We choose the smallest possible $M$ in order to have as little draws as possible 
$$
M = \underset{x \in \Omega}{\sup} \; \frac{f(x)}{g(x)}
$$

With such a $M$, in the algorithm, $X$ is rejected if and only if $f(X)$ is null. In other words, $X$ is rejected if and only if there is not exactly $I$ 1 in it.

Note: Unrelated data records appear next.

PR #3332, opened 2026-09-04
diag: census guest VA->physical across all colour slots; prosper renders INTO Stray's scanout buffers (#2932)

mattias800:
Refs #2932, #3126, #2883. Replaces #3331 (opened against the stale `master` line — see #3333).

A VA→physical resolver plus two probes, and the `## Ruled out` row recording what they found.
**No production path changes**: the resolver is diagnostic-only, and the census is behind an
environment variable absent by default.

## What was falsified

**The alias hypothesis** — that a flipped scanout buffer and the render targets were two virtual
mappings of one physical allocation, which would have made the missing composite a bookkeeping error
with a fix prosper already had machinery for.

Census over slots 0–6 on the title route, failing steady state confirmed by eye (menu over black at
8× brightness): **55,868 resolutions, 0 unresolved, 82 distinct targets**. Excluding the scanout
buffers themselves, targets whose **physical extent** overlaps either scanout buffer: **0**; nearest
is **390 MB** away.

Slot coverage was added after review and earned it: **24% of resolutions (13,669) are in slots 1–6**,
and since `is_live_render_target` consults `g_rtt` — populated for every slot — an alias there would
have been exactly the proposed link, in exactly the region a slot-0 census cannot see.

## What was corrected — this branch's own premise

**The scanout buffers are render targets.** Both flipped VAs appear in the census as 4K slot-0
colour attachments, throughout the failing run:

| flipped VA | physical | census lines | draws dropped `no-effect(early)` |
| --- | --- | --- | --- |
| `0x9fc0000000` | `0x230000` | 946 | **1,143** |
| `0x9fc2000000` | `0x2210000` | 976 | **1,154** |

The drop figures are new: this diagnostic had only ever been run on the **calibration** screen, which
the status doc explicitly warns is a different screen. 4,096 draws discarded overall, 2,297 of them
aimed at the scanout buffers. Read from the final census emission, not a running total.

So the original framing — *"prosper renders into `0x30…` while the guest flips `0x9fc…`, ~450 GiB
apart, so no VA-keyed lookup can connect them"* — **is withdrawn**.

**Read the census column precisely.** The line prints after the empty-draw early-out, so it licenses
*"bound as slot 0 of a pass carrying ≥1 draw"* — more than "the target exists", less than "a draw's
output reached memory". The row and the code comment both say so.

## Two regimes, previously blended

The guest-scanout fallback is gated on `guest_scanout_read_warranted(...) == Publish` — it runs
**only when nothing else published**:

| regime | what publishes | source of the `authored=0` / `SkipNotAuthored` evidence |
| --- | --- | --- |
| **title screen** (measured here) | the menu **does** publish | *not this regime* |
| **main menu / first map** | nothing publishes | this one |

Measured: **0** `[rtt] GUEST SCANOUT` lines across a full title-route run that reached and held the
failing steady state. So those facts belong to the *other* regime, and the row previously mixed them
— the same mistake this file's own banner warns about for `max_nonblack`.

## What this leaves

A better question. The two tempting branches ("only the UI is drawn there", "the scene is drawn then
wiped") both exclude the branch the status doc **already measures**: the scene reaches the target and
is stored as black by magnitude — PixelHistory has tonemap `shaderOut 0.001099` storing `0`, because
`0.001099 × 255 = 0.28` rounds to zero in `R8G8B8A8_UNORM`. The open part is why the value arriving
at the store is that small, not where the picture goes.

## Review history

Three rounds, all REJECTED, all correct; every finding verified against source before fixing.

- **R1 (4)** — a Windows link break (`Windows App` went red; now **passes**); `authored=0` misread as
  "bytes unchanged since registration"; a coverage claim; a probe message asserting a cause it could
  not establish.
- **R2 (1)** — the slot-0 scope clause. Remedy taken was to *widen the census*, which produced the
  correction above rather than scoping around the gap.
- **R3 (3)** — the retracted sentence still shipping in **three code comments in the same commit**
  (including a shared-substrate header contract), an over-correction in the opposite direction, and
  "renders directly INTO" overreaching.

## Invariants and limits

The resolver reads `WatchState::aliases` — the live dmem topology — rather than adding a second
notion of "which VAs map this page"; a duplicated resolver that could disagree with the write-watch
would be worse than none. The alias count is an out-param filled under the **same lock acquisition**
as the lookup, so a miss and its searched domain cannot describe two different tables.

- Returns the **first** containing range without checking it is large enough. Probe-only; a
  production caller needs the size check.
- `authored=0` has four causes; **two** are a blind instrument rather than an absent write, so
  `buffer_digest_valid` alone does not separate them.
- A *declined* MRT1 base never sets `persistent_id1`, so it cannot reach the census.

## Verification (exact head)

```
cmake -S prosper -B prosper/build-linux -DPROSPER_APP=ON \
      -DGAME_DUMP=<DUMP_ROOT>/PPSA24651-app0 -DCMAKE_BUILD_TYPE=RelWithDebInfo
cmake --build prosper/build-linux -j6      # rc=0, 0 errors
ctest --no-tests=error -j4                 # rc=0
```

**`100% tests passed out of 357`**, exit 0; `plugin_autolink (Skipped)`.

```
check_numbered_table.py prosper/docs/STRAY_STATUS.md -> 26 tables, 94 rows, rc=0
git diff --check                                     -> rc=0
```

**252 added, 1 deleted.** The single deletion is the inlined `g_rtt.find(...)` argument, replaced by
the named `renderer_owns_flip` so the probe can report it — not a whole-file clobber.

Linux-only locally, so the Windows arm rests on structure plus CI, stated as what was checked where.
No snapshots: no rendering behaviour changes.

### DIFF
--- a/BLOG.md
+++ b/BLOG.md
@@ -21,6 +21,16 @@ from the tracker issues, and still gated, because it is a projection of state ra
 
 ## 2026-09-04
 
+### Stray's missing world is not an address-matching bug, and now we can prove it
+
+No picture with this one — it is a dead end worth recording. Stray's main menu draws a full 3D scene
+into prosper's own render targets and then presents only the UI bar over black, and the tempting
+explanation was that the buffer the game flips to the screen and the buffers we render into are two
+names for the same memory, which we were simply failing to connect. They are not: measured directly,
+they sit half a gigabyte apart in physical memory, across 80,511 resolutions with nothing left
+unresolved. So the game really is copying its finished frame somewhere else, by a route we do not yet
+follow — which is a narrower question than the one we started with.
+
 ### RenderDoc works on prosper now, and the first capture was a beautiful picture of the wrong thing
 
 No picture — or rather 56 of them, all useless. RenderDoc has been installed the whole time and
--- a/BLOG.md
+++ b/BLOG.md
@@ -27,9 +27,9 @@ No picture with this one — it is a dead end worth recording. Stray's main menu
 into prosper's own render targets and then presents only the UI bar over black, and the tempting
 explanation was that the buffer the game flips to the screen and the buffers we render into are two
 names for the same memory, which we were simply failing to connect. They are not: measured directly,
-they sit half a gigabyte apart in physical memory, across 80,511 resolutions with nothing left
-unresolved. So the game really is copying its finished frame somewhere else, by a route we do not yet
-follow — which is a narrower question than the one we started with.
+the two sit half a gigabyte apart in physical memory. So the game really is copying its finished
+frame somewhere else, by a route we do not yet follow — which is a narrower question than the one we
+started with.
 
 ### RenderDoc works on prosper now, and the first capture was a beautiful picture of the wrong thing
 
--- a/BLOG.md
+++ b/BLOG.md
@@ -21,15 +21,16 @@ from the tracker issues, and still gated, because it is a projection of state ra
 
 ## 2026-09-04
 
-### Stray renders its title screen straight into the display buffer, and the world still is not there
+### Stray's world is not going missing on the way to the screen — it arrives, and rounds to black
 
-No picture worth showing — the frame is the menu over black, which is what it has been. The finding
-is what sits behind it. We had assumed the game composed its picture in one place and copied it to
-the buffer the screen reads, and that prosper was losing the copy. Measuring every render target this
-time, rather than only the first one, says otherwise: the two display buffers *are* render targets,
-and prosper draws into them nearly a thousand times in a run that still shows an empty screen. So
-nothing is being lost in transit. Either only the menu is ever drawn there, or the world is drawn and
-then wiped — and those two are quick to tell apart.
+No picture worth showing: the frame is still the menu over black. The finding is what sits behind it.
+We had assumed the game built its picture in one place and copied it to the buffer the screen reads,
+and that we were losing the copy. Measuring every render target this time, rather than only the
+first, says otherwise — the two display buffers are themselves render targets, attached to passes
+that carry thousands of draws. Nothing is being lost in transit. What the existing pixel traces
+already showed, and what this reframes, is that the world's colour reaches the end of the pipeline so
+faint that storing it rounds it to zero. So the question stops being "where did the picture go" and
+becomes "why is it arriving that dim", which is a much better question to be stuck on.
 
 ### RenderDoc works on prosper now, and the first capture was a beautiful picture of the wrong thing
 
--- a/BLOG.md
+++ b/BLOG.md
@@ -27,7 +27,7 @@ No picture worth showing: the frame is still the menu over black. The finding is
 We had assumed the game built its picture in one place and copied it to the buffer the screen reads,
 and that we were losing the copy. Measuring every render target this time, rather than only the
 first, says otherwise — the two display buffers are themselves render targets, attached to passes
-that carry thousands of draws. Nothing is being lost in transit. What the existing pixel traces
+that carry draws. Nothing is being lost in transit. What the existing pixel traces
 already showed, and what this reframes, is that the world's colour reaches the end of the pipeline so
 faint that storing it rounds it to zero. So the question stops being "where did the picture go" and
 becomes "why is it arriving that dim", which is a much better question to be stuck on.
--- a/BLOG.md
+++ b/BLOG.md
@@ -21,15 +21,15 @@ from the tracker issues, and still gated, because it is a projection of state ra
 
 ## 2026-09-04
 
-### Stray's missing world is not an address-matching bug, and now we can prove it
+### Stray renders its title screen straight into the display buffer, and the world still is not there
 
-No picture with this one — it is a dead end worth recording. Stray's main menu draws a full 3D scene
-into prosper's own render targets and then presents only the UI bar over black, and the tempting
-explanation was that the buffer the game flips to the screen and the buffers we render into are two
-names for the same memory, which we were simply failing to connect. They are not: measured directly,
-the two sit half a gigabyte apart in physical memory. So the game really is copying its finished
-frame somewhere else, by a route we do not yet follow — which is a narrower question than the one we
-started with.
+No picture worth showing — the frame is the menu over black, which is what it has been. The finding
+is what sits behind it. We had assumed the game composed its picture in one place and copied it to
+the buffer the screen reads, and that prosper was losing the copy. Measuring every render target this
+time, rather than only the first one, says otherwise: the two display buffers *are* render targets,
+and prosper draws into them nearly a thousand times in a run that still shows an empty screen. So
+nothing is being lost in transit. Either only the menu is ever drawn there, or the world is drawn and
+then wiped — and those two are quick to tell apart.
 
 ### RenderDoc works on prosper now, and the first capture was a beautiful picture of the wrong thing
 
--- a/prosper/docs/STRAY_STATUS.md
+++ b/prosper/docs/STRAY_STATUS.md
@@ -1447,51 +1447,78 @@ evidence nor falsifications for it. Re-run each with `PROSPER_NULL_PAGE=1` and a
   shifted right by that same `v5` — so `Lod=0` remains the wrong answer. #3134, #2818.
 - **"The scanout buffer and the render targets are two virtual mappings of ONE physical allocation,
   so the VA-keyed present match is the whole defect."** Falsified across **every colour slot**, and
-  the run that falsified it also **falsified the premise the hypothesis was built on** — which is the
-  more useful half, so it is stated first.
+  the run that falsified it also **corrected the premise the hypothesis was built on**.
 
-  **prosper renders directly INTO the scanout buffers.** Both flipped VAs appear in the colour-target
-  census as ordinary 4K slot-0 persistent render targets, throughout the failing run:
+  **The scanout buffers are render targets.** Both flipped VAs appear in the colour-target census as
+  4K slot-0 persistent colour attachments, throughout the failing run (title route, steady state
+  confirmed by eye: menu over black at 8x brightness):
 
-  | target VA | physical | size | times seen |
-  | --- | --- | --- | --- |
-  | `0x9fc0000000` | `0x230000` | 3840x2160 | 946 |
-  | `0x9fc2000000` | `0x2210000` | 3840x2160 | 976 |
+  | flipped VA | physical | size | census lines | draws dropped `no-effect(early)` |
+  | --- | --- | --- | --- | --- |
+  | `0x9fc0000000` | `0x230000` | 3840x2160 | 946 | **1,143** |
+  | `0x9fc2000000` | `0x2210000` | 3840x2160 | 976 | **1,154** |
 
-  So the framing this row was originally written to support — *"prosper renders into `0x30…` while
-  the guest flips `0x9fc…`, ~450 GiB apart, and no VA-keyed lookup can connect them"* — **is wrong**.
-  The present path's VA-keyed lookup can see these buffers perfectly well, because they are live
-  render targets under their own VAs. Do not repeat that sentence; it is why this row exists.
+  **Read the census column precisely.** The line is printed after the empty-draw early-out, so it
+  means *this VA was bound as slot 0 of a pass carrying at least one draw*. It does **not** mean a
+  draw's output reached memory — masks, discards and store behaviour are all downstream. So the
+  correct statement is "the scanout buffers are attachments of passes that carry draws", not "prosper
+  renders into them".
 
-  **And the alias hypothesis is dead anyway**, now over the whole population rather than one slot.
-  Census over slots 0-6 (slot 7 unused): **55,868 resolutions, 0 unresolved, 82 distinct targets** —
-  80 in the `0x30…` family and the 2 scanout buffers above. Excluding the scanout buffers themselves,
-  the number of targets whose *physical extent* overlaps either scanout buffer is **0**, and the
-  nearest non-scanout target sits **390 MB** above them. Nothing is aliased.
+  So the framing this row originally supported — *"prosper renders into `0x30…` while the guest flips
+  `0x9fc…`, ~450 GiB apart, so no VA-keyed lookup can connect them"* — **is withdrawn**. Those VAs
+  are not a region the renderer never touches.
 
-  The slot coverage is load-bearing and was added after review: **24% of resolutions (13,669) are in
-  slots 1-6**, which a slot-0-only census cannot see. That matters because `is_live_render_target`
-  consults `g_rtt`, and `g_rtt` is populated for every slot, so a slot-1..7 target aliasing the
-  scanout page would have been exactly the link the hypothesis proposed — in exactly the region the
-  narrower instrument was blind to.
+  **But do not swap it for the opposite error.** "The present path can therefore see them" is *also*
+  unmeasured. `guest_scanout_publishable` tests `renderer_owns_target` (a `g_rtt` hit on the flipped
+  VA) **first**, short-circuiting ahead of `guest_authored`, so a decline of `SkipNotAuthored` is
+  itself evidence that `g_rtt` did **not** hold the VA at that flip. The census (pass-render time) and
+  the publish check (flip time) are different moments and must not be read as one. The probe now
+  prints `rtt_owns=` and the decision name beside the physical address so this becomes a measurement.
 
-  **What this leaves is a better question than the one it replaces.** prosper renders into
-  `0x9fc0000000` 946 times in a run whose steady state is the menu over black (visually confirmed:
-  `START GAME` / `SETTINGS` / `CREDITS` and the version string, everything else black at 8x
-  brightness). So the missing world is **not** a copy that never happens. Either the draws that reach
-  the scanout target carry only the UI, or the scene reaches it and is then cleared or overwritten.
-  That is answerable with the tools already in the tree — a PixelHistory on a world pixel of the
-  scanout target, which separates those two directly (see the note at the top of this file about
-  finding the brightest pixel rather than the centre).
+  **TWO REGIMES, and this row previously blurred them — the same mistake this file's own banner warns
+  about for `max_nonblack`.** They are different failure states and their evidence does not transfer:
 
-  It also removes a puzzle rather than adding one: if prosper renders into a *VkImage* keyed by the
-  scanout VA, guest memory at that VA need never be written, which is consistent with
-  `videoout_buffer_authored_locked` reporting `authored=0` without anything being wrong at all.
+  | regime | what publishes | where the `authored=0` / `SkipNotAuthored` evidence comes from |
+  | --- | --- | --- |
+  | **title screen** (measured here) | the menu **does** publish | *not this regime* |
+  | **main menu / first map** | nothing publishes (`fresh=0 retained=0`) | this one |
 
-  **Caveats a later reader needs.** `guest_write_watch_va_to_phys` returns the FIRST range containing
-  the address and does not check it is large enough for the access — fine for a probe, not for a
-  production caller. And `authored=0` still has four causes, not one; the earlier draft of this row
-  read it as "the bytes are unchanged since registration" and leaned on "a GPU copy would flip
-  `authored` by itself", which does not hold: `!buffer_digest_valid[slot]` means no baseline was ever
-  seeded, and a write covering none of the digest's sample points misses too, so **two** of the four
-  branches are a blind instrument rather than an absent write. #2932, #3126.
+  The guest-scanout fallback is gated on `guest_scanout_read_warranted(...) == Publish`, i.e. it runs
+  **only when nothing else published**. On the title route it is therefore never entered — measured:
+  **0** `[rtt] GUEST SCANOUT` lines across a full run that reached and held the failing steady state.
+  So `rtt_owns=` cannot be collected on this route at all, and every `authored=0` / `px_front=none`
+  fact in this section belongs to the *other* regime. Quote them with the regime attached.
+
+  **The alias hypothesis is dead**, now over the population rather than one slot: **55,868
+  resolutions, 0 unresolved, 82 distinct targets** across slots 0-6. Excluding the scanout buffers
+  themselves, targets whose *physical extent* overlaps either scanout buffer: **0**; nearest is
+  **390 MB** away. The slot coverage was added after review and earned its keep — **24% of
+  resolutions (13,669) are in slots 1-6**, and since `is_live_render_target` consults `g_rtt`, which
+  is populated for every slot, an alias there would have been exactly the proposed link, in exactly
+  the region a slot-0 census cannot see. (One gap remains in "population": a *declined* MRT1 base
+  never sets `persistent_id1`, so it cannot reach the census.)
+
+  **What is left is a three-way question, and this file already answers part of it.** The two
+  tempting branches are "only the UI is ever drawn there" and "the scene is drawn and then wiped".
+  Neither is the branch already measured above: the scene **reaches** the target and is **stored as
+  black by magnitude** — PixelHistory has tonemap `shaderOut 0.001099` storing `0`, because
+  `0.001099 x 255 = 0.28` rounds to zero in `R8G8B8A8_UNORM`, and § *This is not a composite defect*
+  records that the draws run and write nothing. An A/B between the first two branches would exclude
+  the answer already in hand. The open part is why the value arriving at the store is that small, not
+  where the picture goes.
+
+  The strangest remaining fact, with its regime attached: **in the non-publishing regime**
+  `select_present_source` returns `None` (`px_front=none px_vo=none px_last=none`, `fresh=0
+  retained=0`) for buffers that — on the title route at least — are attachments of drawing passes.
+  Whether that also holds of the flipped buffer *in that regime* is untested, because the census and
+  those counters have not yet been collected in one run. That is the cheap next measurement.
+
+  This also dissolves a puzzle instead of deepening it: if prosper renders into a `VkImage` keyed by
+  the scanout VA, guest memory at that VA need never be written, which is consistent with
+  `videoout_buffer_authored_locked` reporting `authored=0` with nothing wrong at that point at all.
+
+  **Caveats.** `guest_write_watch_va_to_phys` returns the FIRST range containing the address without
+  checking it is large enough — fine for a probe, not for a production caller. And `authored=0` has
+  four causes, of which **two** are a blind instrument rather than an absent write
+  (`!buffer_digest_valid[slot]`, i.e. no baseline seeded; and a write covering none of the digest's
+  sample points), so `buffer_digest_valid` alone does not separate them. #2932, #3126.
--- a/prosper/docs/STRAY_STATUS.md
+++ b/prosper/docs/STRAY_STATUS.md
@@ -1458,18 +1458,38 @@ evidence nor falsifications for it. Re-run each with `PROSPER_NULL_PAGE=1` and a
   | lowest render target | `0x30…` | `0x1e980000` (511 MB) |
   | highest render target | `0x30…` | `0x79f20000` (2.0 GB) |
 
-  80,511 target resolutions, **0 unresolved** — so the census saw the whole population rather than a
-  sample that happened to miss the alias. The scanout sits ~509 MB *below* every render target. They
-  are separate physical allocations and nothing is aliased.
+  80,511 target resolutions, **0 unresolved** — every VA the census was shown did resolve, so the
+  answers above are real rather than a resolver failing quietly. The scanout sits ~509 MB *below*
+  every render target: separate physical allocations, nothing aliased.
+
+  **What that number does NOT say is "the whole population".** The census reads
+  `color_target->persistent_id` — colour **slot 0 only**. `persistent_id1` and
+  `persistent_id_slots[2..7]` are separate guest VAs and are never censused, and 80,511 counts
+  invocations rather than distinct addresses. An alias hiding in an un-censused MRT slot is exactly
+  what the hypothesis predicts and exactly what this instrument cannot see, so the falsification is
+  **scoped to slot 0** — which is the slot the composite is built in, and enough to stop the
+  VA-keyed-match story, but not a proof about every surface the frame renders into.
 
   **What this leaves is narrower and better posed.** The guest composites into its own allocation and
   moves it to scanout by a route prosper does not model, so the open question is *which packet does
   that*, not how the present path matches addresses. Two further facts bound it: `select_present_source`
   returns `None` (`px_front=none px_vo=none px_last=none`, `fresh=0 retained=0`), and
-  `videoout_buffer_authored_locked` reports `authored=0` for the flipped buffer — its bytes are
-  unchanged since registration. That second one is the load-bearing constraint, because the digest test
-  reads guest memory directly: **a GPU copy landing in guest memory would flip `authored` on its own.**
-  So the copy is not happening, not landing there, or not being executed by prosper at all.
+  `videoout_buffer_authored_locked` reports `authored=0` for the flipped buffer.
+
+  **Read that second one carefully — it is weaker than it first looks, and an earlier draft of this
+  row overstated it.** The tempting reading is "the bytes are unchanged since registration, and since
+  the digest test reads guest memory directly, a GPU copy landing there would have flipped `authored`
+  by itself". The predicate has **four** ways to return false (`hle_graphics.cpp`), and one of them
+  breaks that inference: `!buffer_digest_valid[slot]`, i.e. **no baseline was ever seeded** — which is
+  what happens when the buffer was not readable at registration time, and the seeding path documents
+  the resulting state as *deliberately indistinguishable from "not written"*. With no baseline, a copy
+  of any size leaves `authored` at 0.
+
+  So the honest disjunction has a fourth branch: the copy is **not happening**, **not landing there**,
+  **not executed by prosper at all**, or **it happened and prosper cannot tell**. Separating the last
+  one from the first three is cheap — check `buffer_digest_valid` for the slot — and should be the
+  first step for whoever picks this up, because three of the four branches are a missing packet and
+  the fourth is a blind instrument.
 
   **Two cautions for whoever picks this up.** Stray registers **two** scanout buffers,
   `0x9fc0000000` and `0x9fc2000000` — a rotating set, which is the shape behind *Bendy and the Ink
--- a/prosper/docs/STRAY_STATUS.md
+++ b/prosper/docs/STRAY_STATUS.md
@@ -1509,12 +1509,22 @@ evidence nor falsifications for it. Re-run each with `PROSPER_NULL_PAGE=1` and a
   the failing steady state — and that is honestly reported as **never reached**, not as evidence of
   what published. A draft of this row inferred "the menu therefore publishes" from the zero count;
   that inference is withdrawn, having violated a precedent written into the header it reasoned about.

As such the algorithm can be simplified as:

> ### Accept-Reject Algorithm
> Repeat:  
> 1. Draw $X \sim g$
> 2. Until $|| X|| _1 = I$.


### algorithm du cours aucun changement

In [1]:
import numpy as np
import itertools

In [2]:
def generate_sequences(N, I):
    # Generate all combinations of I positions out of N
    # This will give the indices of the positions that should be 1
    positions = itertools.combinations(range(N), I)
    
    # Generate the sequences by setting the corresponding positions to 1
    sequences = []
    for pos in positions:
        seq = np.zeros(N, dtype=int)  # Start with a list of all zeros
        seq[list(pos)] = 1  # Set the specified positions to 1
        sequences.append(seq)
    
    return np.array(sequences)


def pdf_bernoulli(p):
    def g(x):
        return np.prod(np.where(x==1,p,1-p))
    return g

def pdf_cb(p,I):
    g=pdf_bernoulli(p)
    proba = 0
    for x in generate_sequences(len(p),I):
        proba=proba+g(x)
    def f(x):
        if sum(x) !=I:
            return 0
        else:
            return g(x)/proba
    return f

In [3]:
def rejection_sampling(p,I,M,L):
    samples =[]
    g = pdf_bernoulli(p)
    f = pdf_cb(p,I)
    
    while len(samples) < L:
        X = np.array([np.random.binomial(1, p_i) for p_i in p])
        U = np.random.uniform(0,1)
        if U<=(f(X)/(g(X)*M)):
            samples.append(X)
    return np.array(samples)

In [4]:
N = 3
I=2
L=100000
p = np.random.uniform(0,1,N)

g = pdf_bernoulli(p)
f = pdf_cb(p,I)
M= 100
for seq in generate_sequences(N,I):
    pr=f(seq)/g(seq)
    if pr<=M:
        M=pr

print(p)
print(M)
samples = rejection_sampling(p,I,M,L)
np.mean(samples, axis = 0)


[0.76084536 0.96560862 0.21866482]
1.5866761258723607


array([0.92173, 0.99066, 0.08761])

### algorithm simplifié

In [5]:
#méthode simple du on prends N binomial indépendante puis on vérifie si leurs somme est égal à I, si oui c'est bon, si non on recommence
def rejection_sampling(p,I,L):
    samples =[]
    while len(samples) < L:
        X = np.array([np.random.binomial(1, p_i) for p_i in p])
        if X.sum() == I:
            samples.append(X)
    return np.array(samples)

In [6]:
# évaluation de si cette méthode donne bien un truc binomial avec les bonne probas
N = 3
I=2
L=100000
p = np.random.uniform(0,1,N)
print(p)
samples = rejection_sampling(p,I,L)
np.mean(samples, axis = 0)

[0.84400312 0.297513   0.13567604]


array([0.97992, 0.73573, 0.28435])

Ca ne marche vrmt pas, mais en fait les deux méthode revienne à la même chose car pour le M bien choisi on a U>f(x)/g(x)*M ssi f(x)=0 et donc il suffit de faire tourner des bernoulli jusqu'à qu'on ait un suite de bernoulli qui ait le bon nombre de 1

### conclusion

Ces deux algo (dont les résultats devraient, si j'ai pas fait d'erreur dans mon raisonnement, être exactement les même), il va falloir étudier les résultats prochainement.